── Extracted entries

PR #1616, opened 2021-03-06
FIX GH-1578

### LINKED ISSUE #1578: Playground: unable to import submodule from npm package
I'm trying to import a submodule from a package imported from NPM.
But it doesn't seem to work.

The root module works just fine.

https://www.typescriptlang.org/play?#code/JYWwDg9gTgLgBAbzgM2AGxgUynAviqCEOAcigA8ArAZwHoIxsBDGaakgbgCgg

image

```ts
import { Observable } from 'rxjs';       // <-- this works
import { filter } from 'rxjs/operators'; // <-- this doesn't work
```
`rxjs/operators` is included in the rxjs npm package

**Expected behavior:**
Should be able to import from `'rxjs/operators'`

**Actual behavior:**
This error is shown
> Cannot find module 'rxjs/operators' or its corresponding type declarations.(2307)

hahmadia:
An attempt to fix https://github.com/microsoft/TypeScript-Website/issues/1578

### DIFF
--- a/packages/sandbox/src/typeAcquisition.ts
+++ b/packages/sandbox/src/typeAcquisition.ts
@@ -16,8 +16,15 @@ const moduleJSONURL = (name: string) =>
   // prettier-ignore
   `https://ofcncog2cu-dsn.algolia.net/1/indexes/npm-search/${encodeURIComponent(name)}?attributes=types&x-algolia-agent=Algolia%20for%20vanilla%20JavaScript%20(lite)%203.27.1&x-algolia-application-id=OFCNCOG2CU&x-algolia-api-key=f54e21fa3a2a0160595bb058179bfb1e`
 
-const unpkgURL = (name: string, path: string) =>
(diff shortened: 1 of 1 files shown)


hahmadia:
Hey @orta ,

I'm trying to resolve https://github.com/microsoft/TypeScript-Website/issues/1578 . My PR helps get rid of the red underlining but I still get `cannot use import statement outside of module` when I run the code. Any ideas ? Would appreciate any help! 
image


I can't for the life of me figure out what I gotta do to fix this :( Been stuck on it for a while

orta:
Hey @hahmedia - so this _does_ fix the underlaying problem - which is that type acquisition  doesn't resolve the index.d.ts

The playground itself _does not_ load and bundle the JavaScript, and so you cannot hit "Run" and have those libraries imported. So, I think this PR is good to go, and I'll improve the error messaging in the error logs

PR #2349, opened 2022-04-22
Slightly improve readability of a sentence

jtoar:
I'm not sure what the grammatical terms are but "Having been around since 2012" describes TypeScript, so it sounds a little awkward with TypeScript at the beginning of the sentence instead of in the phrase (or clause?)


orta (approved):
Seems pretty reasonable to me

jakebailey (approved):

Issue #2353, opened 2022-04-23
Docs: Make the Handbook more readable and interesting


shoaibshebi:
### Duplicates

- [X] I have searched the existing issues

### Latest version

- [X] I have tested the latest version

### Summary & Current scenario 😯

────

Identify the lines above that contain the word "approved", then copy them.

orta (approved):
jakebailey (approved):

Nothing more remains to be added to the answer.